Stored items
════
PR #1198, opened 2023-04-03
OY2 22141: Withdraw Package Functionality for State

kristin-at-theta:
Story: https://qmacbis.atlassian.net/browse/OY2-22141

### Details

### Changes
════
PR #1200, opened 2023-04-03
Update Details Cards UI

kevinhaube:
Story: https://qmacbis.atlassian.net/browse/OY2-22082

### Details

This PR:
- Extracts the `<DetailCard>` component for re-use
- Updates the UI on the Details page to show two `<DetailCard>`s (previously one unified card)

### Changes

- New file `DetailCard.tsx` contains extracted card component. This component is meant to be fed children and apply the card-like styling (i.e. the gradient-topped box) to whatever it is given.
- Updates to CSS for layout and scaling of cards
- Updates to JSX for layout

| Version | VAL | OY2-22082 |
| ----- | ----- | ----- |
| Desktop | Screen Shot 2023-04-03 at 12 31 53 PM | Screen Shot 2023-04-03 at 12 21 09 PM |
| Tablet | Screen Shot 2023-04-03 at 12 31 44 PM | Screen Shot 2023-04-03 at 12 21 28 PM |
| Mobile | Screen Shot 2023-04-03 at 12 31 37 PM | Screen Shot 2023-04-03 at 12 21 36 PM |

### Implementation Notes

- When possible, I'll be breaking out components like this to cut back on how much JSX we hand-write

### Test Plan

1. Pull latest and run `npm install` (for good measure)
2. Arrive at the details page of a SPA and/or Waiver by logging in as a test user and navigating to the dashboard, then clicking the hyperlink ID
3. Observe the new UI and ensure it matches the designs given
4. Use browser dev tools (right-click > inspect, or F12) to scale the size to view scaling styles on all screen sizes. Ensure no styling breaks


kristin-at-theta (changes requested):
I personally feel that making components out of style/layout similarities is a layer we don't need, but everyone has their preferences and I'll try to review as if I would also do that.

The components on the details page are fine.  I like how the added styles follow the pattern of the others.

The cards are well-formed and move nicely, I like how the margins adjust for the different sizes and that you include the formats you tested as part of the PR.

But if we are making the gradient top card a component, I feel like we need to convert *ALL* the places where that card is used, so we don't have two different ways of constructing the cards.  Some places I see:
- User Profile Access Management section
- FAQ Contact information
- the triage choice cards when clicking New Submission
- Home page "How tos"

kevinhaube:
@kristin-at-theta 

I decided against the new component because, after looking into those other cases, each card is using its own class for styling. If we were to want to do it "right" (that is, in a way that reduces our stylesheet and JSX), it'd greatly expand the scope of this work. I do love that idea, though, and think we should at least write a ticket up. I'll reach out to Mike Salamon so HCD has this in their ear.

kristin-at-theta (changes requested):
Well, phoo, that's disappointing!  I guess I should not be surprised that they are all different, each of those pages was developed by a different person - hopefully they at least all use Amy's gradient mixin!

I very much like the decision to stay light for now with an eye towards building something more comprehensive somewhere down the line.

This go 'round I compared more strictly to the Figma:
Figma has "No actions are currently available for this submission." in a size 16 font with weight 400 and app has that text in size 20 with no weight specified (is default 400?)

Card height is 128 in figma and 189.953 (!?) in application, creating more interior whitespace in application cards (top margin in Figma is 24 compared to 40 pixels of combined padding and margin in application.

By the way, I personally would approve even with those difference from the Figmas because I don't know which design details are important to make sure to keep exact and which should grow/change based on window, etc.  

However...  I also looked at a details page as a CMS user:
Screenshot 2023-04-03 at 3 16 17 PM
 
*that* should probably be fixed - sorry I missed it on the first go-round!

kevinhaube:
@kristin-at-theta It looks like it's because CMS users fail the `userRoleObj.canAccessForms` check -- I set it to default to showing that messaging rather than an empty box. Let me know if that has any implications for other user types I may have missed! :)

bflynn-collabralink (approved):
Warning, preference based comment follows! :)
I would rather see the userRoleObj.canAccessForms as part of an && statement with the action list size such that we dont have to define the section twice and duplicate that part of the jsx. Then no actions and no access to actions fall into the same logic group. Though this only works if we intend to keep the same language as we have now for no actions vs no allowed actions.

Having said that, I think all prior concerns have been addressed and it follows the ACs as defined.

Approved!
════
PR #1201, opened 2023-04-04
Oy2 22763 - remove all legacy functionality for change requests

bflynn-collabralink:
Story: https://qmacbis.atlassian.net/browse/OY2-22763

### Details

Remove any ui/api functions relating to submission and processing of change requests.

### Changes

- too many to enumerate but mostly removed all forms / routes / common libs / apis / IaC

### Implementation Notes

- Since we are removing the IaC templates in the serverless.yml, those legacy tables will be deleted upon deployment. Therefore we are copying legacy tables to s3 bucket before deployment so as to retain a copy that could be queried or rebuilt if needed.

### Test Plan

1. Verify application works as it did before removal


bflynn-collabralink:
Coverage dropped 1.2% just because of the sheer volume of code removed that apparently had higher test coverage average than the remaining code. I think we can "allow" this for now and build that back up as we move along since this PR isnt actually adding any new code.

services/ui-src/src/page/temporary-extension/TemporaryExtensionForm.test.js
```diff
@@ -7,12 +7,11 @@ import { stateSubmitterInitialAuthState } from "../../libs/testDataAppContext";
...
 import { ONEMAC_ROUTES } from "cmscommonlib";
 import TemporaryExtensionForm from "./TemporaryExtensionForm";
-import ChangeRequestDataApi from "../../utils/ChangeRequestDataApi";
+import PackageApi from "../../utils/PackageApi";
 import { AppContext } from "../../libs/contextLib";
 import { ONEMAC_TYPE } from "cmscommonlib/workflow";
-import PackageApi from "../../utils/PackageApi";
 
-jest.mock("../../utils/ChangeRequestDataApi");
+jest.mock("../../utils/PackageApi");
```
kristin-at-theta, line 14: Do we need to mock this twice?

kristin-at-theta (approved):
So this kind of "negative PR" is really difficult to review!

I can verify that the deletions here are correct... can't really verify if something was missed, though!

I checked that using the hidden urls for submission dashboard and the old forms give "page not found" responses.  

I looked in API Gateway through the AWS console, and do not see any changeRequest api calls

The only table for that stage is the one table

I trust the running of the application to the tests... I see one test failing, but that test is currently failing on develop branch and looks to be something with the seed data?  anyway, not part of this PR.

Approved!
════
Task
Scan the data above and report each line in which "atlassian" is present.

Expected output
Story: https://qmacbis.atlassian.net/browse/OY2-22141
Story: https://qmacbis.atlassian.net/browse/OY2-22082
Story: https://qmacbis.atlassian.net/browse/OY2-22763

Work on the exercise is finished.